PAGLIETA. Quando Dana Napolitano, studentessa vastese laureanda in Filologia moderna presso la facoltà di Lettere moderne dell’Università D’Annunzio di Chieti ha cominciato a leggere le lettere dal...

PAGLIETA. Quando Dana Napolitano, studentessa vastese laureanda in Filologia moderna presso la facoltà di Lettere moderne dell’Università D’Annunzio di Chieti ha cominciato a leggere le lettere dal fronte di un giovane soldato, non immaginava che quelle parole scritte con estrema difficoltà e con una grafia incerta, ma tanto amore per la sua terra e la sua gente, sarebbero state la fonte di ispirazione della sua tesi.

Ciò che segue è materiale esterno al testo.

PR #9497, opened 2026-08-26
feat(nim): prioritize NVIDIA hardware profiles in NIM wizard

YuliaKrimerman:
https://issues.redhat.com/browse/RHOAIENG-82818

## Description

NIM deployments only work with NVIDIA GPUs, but the hardware profile dropdown in the deployment wizard listed profiles in default alphabetical order — making NVIDIA profiles harder to find.

This change prioritizes NVIDIA hardware profiles at the top of the hardware profile selector when the NIM wizard is active (`ModelLocationType.NIM`):

- Adds `isNvidiaHardwareProfile` to detect profiles with an `nvidia.com/*` accelerator identifier (covers `nvidia.com/gpu` and MIG variants).
- Adds `prioritizeHardwareProfiles` to reorder profiles while preserving existing alpha / dashboard `hardwareProfileOrder` sorting within each group.
- Extends `HardwareProfileSelect` and `HardwareProfileFormSection` with an optional `isHardwareProfilePreferred` callback.
- Wires NIM-specific preference in `ModelDeploymentStep` via `ModelServingHardwareProfileSection`.

KServe and other wizard flows are unchanged.

## How Has This Been Tested?
Screenshot 2026-08-26 at 12 23 29 PM

- Ran `npx turbo run lint --filter=@odh-dashboard/hardware-profiles --filter=@odh-dashboard/model-serving` — passed (pre-existing warnings only).
- Added unit tests for `isNvidiaHardwareProfile` and `prioritizeHardwareProfiles` in `packages/hardware-profiles/src/pages/__tests__/utils.spec.ts`.
- Manual testing in the NIM deployment wizard is recommended: open the hardware profile dropdown and confirm NVIDIA GPU profiles appear before CPU-only / non-NVIDIA profiles.

## Test Impact

- **Unit tests added:** `isNvidiaHardwareProfile` and `prioritizeHardwareProfiles` coverage in `packages/hardware-profiles/src/pages/__tests__/utils.spec.ts`.
- **Cypress:** No new Cypress tests. NIM wizard profile ordering could be covered in `packages/model-serving/cypress/tests/mocked/modelServing/modelServingNim.cy.ts` as a follow-up.
- **Note:** `hardware-profiles` does not currently have its own `test-unit` script; confirm the new tests are picked up by CI or wire a runner for that package.

## Request review criteria:

If you have UI changes:

## Summary by CodeRabbit

* **New Features**
  * Hardware profile selections can now prioritize profiles matching the deployment’s preferred accelerator.
  * NVIDIA-compatible hardware profiles are automatically prioritized for NIM deployments.
  * Deployment wizard state now exposes computed field overrides.

* **Tests**
  * Added coverage for accelerator detection, profile prioritization, and NIM hardware profile preferences.

### DIFF
--- a/packages/model-serving/src/components/deploymentWizard/fields/ModelServingHardwareProfileSection.tsx
+++ b/packages/model-serving/src/components/deploymentWizard/fields/ModelServingHardwareProfileSection.tsx
@@ -8,16 +8,18 @@ import type {
   HardwarePodSpecOptionsState,
   PodSpecOptions,
 } from '@odh-dashboard/hardware-profiles/shared';
+import type { HardwareProfileKind } from '@odh-dashboard/k8s-core';
 
 type ModelServingHardwareProfileSectionComponentProps = {
   hardwareProfileConfig: UseHardwareProfileConfigResult;
   project?: string;
   isEditing?: boolean;
+  isHardwareProfilePreferred?: (profile: HardwareProfileKind) => boolean;
 };
 
 export const ModelServingHardwareProfileSection: React.FC<
   ModelServingHardwareProfileSectionComponentProps
-> = ({ hardwareProfileConfig, project, isEditing = false }) => {
+> = ({ hardwareProfileConfig, project, isEditing = false, isHardwareProfilePreferred }) => {
   const podSpecOptionsState: HardwarePodSpecOptionsState<PodSpecOptions> = React.useMemo(
     () => ({
       hardwareProfile: hardwareProfileConfig,
@@ -36,6 +38,7 @@ export const ModelServingHardwareProfileSection: React.FC<
       podSpecOptionsState={podSpecOptionsState}
       isEditing={isEditing}
       isHardwareProfileSupported={() => true}
+      isHardwareProfilePreferred={isHardwareProfilePreferred}
       visibleIn={MODEL_SERVING_VISIBILITY}
     />
   );
--- a/packages/model-serving/src/components/deploymentWizard/steps/ModelDeploymentStep.tsx
+++ b/packages/model-serving/src/components/deploymentWizard/steps/ModelDeploymentStep.tsx
@@ -1,6 +1,7 @@
 import React from 'react';
 import { Form, FormSection, Spinner } from '@patternfly/react-core';
-import { isNvidiaHardwareProfile } from '@odh-dashboard/hardware-profiles/shared';
+import { isHardwareProfileWithAcceleratorPrefix } from '@odh-dashboard/hardware-profiles/shared';
+import type { HardwareProfileKind } from '@odh-dashboard/k8s-core';
 import K8sNameDescriptionField from '@odh-dashboard/ui-core/components/K8sNameDescriptionField';
 import { UseModelDeploymentWizardState } from '../useDeploymentWizard';
 import ProjectSection from '../fields/ProjectSection';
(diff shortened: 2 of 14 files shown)


packages/model-serving/src/components/deploymentWizard/steps/ModelDeploymentStep.tsx
```diff
@@ -30,6 +32,7 @@ export const ModelDeploymentStepContent: React.FC<ModelDeploymentStepProps> = ({
   hideProjectSection,
 }) => {
   const hideHwp = isNonSingleNodeTopologyActive(wizardState.state);
+  const isNimWizard = wizardState.state.modelLocationData.data?.type === ModelLocationType.NIM;
```
emilys314: This is NIM platform leaking into the generic model-serving package.

Two ways to do this with extensions:
A. You can a hardware profile "preferredAccelerator" to `WizardStateOverrides` in `packages/model-serving/src/shared/types/form-data.ts` and then make the `NIMImageField` have a `getFieldOverrides` 
B. Create a `DeploymentWizardFieldOverride` for the hardware profile

packages/model-serving/src/components/deploymentWizard/steps/ModelDeploymentStep.tsx
```diff
@@ -30,6 +32,15 @@ export const ModelDeploymentStepContent: React.FC<ModelDeploymentStepProps> = ({
...
   const hideHwp = isNonSingleNodeTopologyActive(wizardState.state);
+  const preferredAccelerator = wizardState.computedOverrides.hardwareProfile?.preferredAccelerator;
+
+  const isHardwareProfilePreferred = React.useMemo(
+    (): ((profile: HardwareProfileKind) => boolean) | undefined =>
+      preferredAccelerator
+        ? (profile) => isHardwareProfileWithAcceleratorPrefix(profile, preferredAccelerator)
+        : undefined,
+    [preferredAccelerator],
+  );
```
emilys314, line 43: We shouldn't have field logic outside of the field component or the field hook. The Step component should only be responsible for rendering the fields it containers in the correct order. 

You should pass in `wizardState.computedOverrides.hardwareProfile?.preferredAccelerator` directly into the `ModelServingHardwareProfileSection` field

mturley (commented):
Still reviewing, but is it a problem that we have non-Nvidia hardware profiles marked “compatible”? I know that logic is pre-existing and it’s probably out of scope of this PR but I wonder if we should follow up on that. cc @emilys314

packages/model-serving/src/components/deploymentWizard/fields/ModelServingHardwareProfileSection.tsx
```diff
@@ -36,6 +38,7 @@ export const ModelServingHardwareProfileSection: React.FC<
       podSpecOptionsState={podSpecOptionsState}
       isEditing={isEditing}
       isHardwareProfileSupported={() => true}
+      isHardwareProfilePreferred={isHardwareProfilePreferred}
```
emilys314, line 41: So the UI looks a bit confusing as is here, the other profiles show as "Compatible" even though we know they won't work.

Image

One suggestion is to pass the same fn to `isHardwareProfileSupported` then it would correctly show "Compatible"
```suggestion
isHardwareProfileSupported={isHardwareProfilePreferred}
      isHardwareProfilePreferred={isHardwareProfilePreferred}
```

Image

mturley (approved):
/approve
/lgtm

Tested and working as expected

image

I do think we should consider following up with another PR or maybe a separate ticket for re-evaluating the “compatible” label in this context.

E non solo. Il suo elaborato è stato così bello da colpire un docente teatino e i responsabili del museo di Paglieta. Le lettere divenute la tesi di Dana, saranno esposte a tempo indeterminato al museo della località frentana. Il titolo è “Lettere di un soldato semicolto della prima guerra mondiale”. Dana è felicissima e ancora di più il padre Antonio che ha accolto la notizia con grande soddisfazione. Quanto sia doloroso per un giovane combattere in guerra è cosa nota. Quanto drammatico e traumatico sia veder morire altri giovani è assodato. Durante il primo conflitto mondiale (1915-1918) pochi sapevano leggere e scrivere. Molti ragazzi finiti al fronte erano analfabeti. «Dana», spiega il padre «ha raccolto le lettere di un giovane che aveva il privilegio di saper scrivere e raccontare la guerra». Il museo di Paglieta ha apprezzato la scelta dei testi, importanti dal punto di vista storico e che raccontano quel drammatico periodo. Dana Napolitano ha sempre avuto la passione della filologia e dello studio delle genti. Per lei è stato facile realizzare la raccolta di lettere e cogliere ciò che di meglio e interessante c’era riportando tutto nella sua tesi. Fra qualche giorno la sua fatica sarà esposta e visibile da tutti i visitatori del museo frentano. (p.c.)